What you have to do: Give every line of the data again, exactly as it is written.

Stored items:
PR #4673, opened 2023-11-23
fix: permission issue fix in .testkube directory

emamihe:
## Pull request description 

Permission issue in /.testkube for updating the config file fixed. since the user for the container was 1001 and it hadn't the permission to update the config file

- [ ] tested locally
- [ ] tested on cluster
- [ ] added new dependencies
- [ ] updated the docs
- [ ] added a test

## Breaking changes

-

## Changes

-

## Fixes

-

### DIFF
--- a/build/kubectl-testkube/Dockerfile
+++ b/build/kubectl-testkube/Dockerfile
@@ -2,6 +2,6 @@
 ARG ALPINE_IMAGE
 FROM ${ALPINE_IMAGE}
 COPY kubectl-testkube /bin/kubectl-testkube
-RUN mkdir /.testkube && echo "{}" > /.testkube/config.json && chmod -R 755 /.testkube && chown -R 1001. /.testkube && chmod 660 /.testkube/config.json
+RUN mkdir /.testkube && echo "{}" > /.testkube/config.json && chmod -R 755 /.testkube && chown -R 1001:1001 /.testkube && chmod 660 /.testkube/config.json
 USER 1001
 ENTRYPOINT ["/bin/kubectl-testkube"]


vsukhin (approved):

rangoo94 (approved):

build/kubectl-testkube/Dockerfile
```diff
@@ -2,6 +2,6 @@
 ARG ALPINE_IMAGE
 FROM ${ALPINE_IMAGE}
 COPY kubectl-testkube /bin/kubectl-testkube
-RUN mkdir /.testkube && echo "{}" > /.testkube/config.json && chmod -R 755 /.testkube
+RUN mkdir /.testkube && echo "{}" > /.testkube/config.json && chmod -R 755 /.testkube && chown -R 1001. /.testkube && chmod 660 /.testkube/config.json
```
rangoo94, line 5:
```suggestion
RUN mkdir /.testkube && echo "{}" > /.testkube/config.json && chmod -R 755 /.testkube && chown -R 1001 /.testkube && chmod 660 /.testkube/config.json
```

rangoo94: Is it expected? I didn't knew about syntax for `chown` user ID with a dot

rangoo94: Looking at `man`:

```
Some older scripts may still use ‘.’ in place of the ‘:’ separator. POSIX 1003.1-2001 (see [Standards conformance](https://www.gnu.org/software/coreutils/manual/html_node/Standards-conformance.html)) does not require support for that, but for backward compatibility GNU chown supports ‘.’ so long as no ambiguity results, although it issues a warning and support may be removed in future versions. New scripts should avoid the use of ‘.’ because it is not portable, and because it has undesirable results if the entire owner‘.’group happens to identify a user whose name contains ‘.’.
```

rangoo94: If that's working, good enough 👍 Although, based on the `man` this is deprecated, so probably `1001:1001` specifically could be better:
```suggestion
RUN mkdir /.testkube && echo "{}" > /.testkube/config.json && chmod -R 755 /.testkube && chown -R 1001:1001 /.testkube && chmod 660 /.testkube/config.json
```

Answer to this problem:
PR #4673, opened 2023-11-23
fix: permission issue fix in .testkube directory

emamihe:
## Pull request description 

Permission issue in /.testkube for updating the config file fixed. since the user for the container was 1001 and it hadn't the permission to update the config file

- [ ] tested locally
- [ ] tested on cluster
- [ ] added new dependencies
- [ ] updated the docs
- [ ] added a test

## Breaking changes

-

## Changes

-

## Fixes

-

### DIFF
--- a/build/kubectl-testkube/Dockerfile
+++ b/build/kubectl-testkube/Dockerfile
@@ -2,6 +2,6 @@
 ARG ALPINE_IMAGE
 FROM ${ALPINE_IMAGE}
 COPY kubectl-testkube /bin/kubectl-testkube
-RUN mkdir /.testkube && echo "{}" > /.testkube/config.json && chmod -R 755 /.testkube && chown -R 1001. /.testkube && chmod 660 /.testkube/config.json
+RUN mkdir /.testkube && echo "{}" > /.testkube/config.json && chmod -R 755 /.testkube && chown -R 1001:1001 /.testkube && chmod 660 /.testkube/config.json
 USER 1001
 ENTRYPOINT ["/bin/kubectl-testkube"]


vsukhin (approved):

rangoo94 (approved):

build/kubectl-testkube/Dockerfile
```diff
@@ -2,6 +2,6 @@
 ARG ALPINE_IMAGE
 FROM ${ALPINE_IMAGE}
 COPY kubectl-testkube /bin/kubectl-testkube
-RUN mkdir /.testkube && echo "{}" > /.testkube/config.json && chmod -R 755 /.testkube
+RUN mkdir /.testkube && echo "{}" > /.testkube/config.json && chmod -R 755 /.testkube && chown -R 1001. /.testkube && chmod 660 /.testkube/config.json
```
rangoo94, line 5:
```suggestion
RUN mkdir /.testkube && echo "{}" > /.testkube/config.json && chmod -R 755 /.testkube && chown -R 1001 /.testkube && chmod 660 /.testkube/config.json
```

rangoo94: Is it expected? I didn't knew about syntax for `chown` user ID with a dot

rangoo94: Looking at `man`:

```
Some older scripts may still use ‘.’ in place of the ‘:’ separator. POSIX 1003.1-2001 (see [Standards conformance](https://www.gnu.org/software/coreutils/manual/html_node/Standards-conformance.html)) does not require support for that, but for backward compatibility GNU chown supports ‘.’ so long as no ambiguity results, although it issues a warning and support may be removed in future versions. New scripts should avoid the use of ‘.’ because it is not portable, and because it has undesirable results if the entire owner‘.’group happens to identify a user whose name contains ‘.’.
```

rangoo94: If that's working, good enough 👍 Although, based on the `man` this is deprecated, so probably `1001:1001` specifically could be better:
```suggestion
RUN mkdir /.testkube && echo "{}" > /.testkube/config.json && chmod -R 755 /.testkube && chown -R 1001:1001 /.testkube && chmod 660 /.testkube/config.json
```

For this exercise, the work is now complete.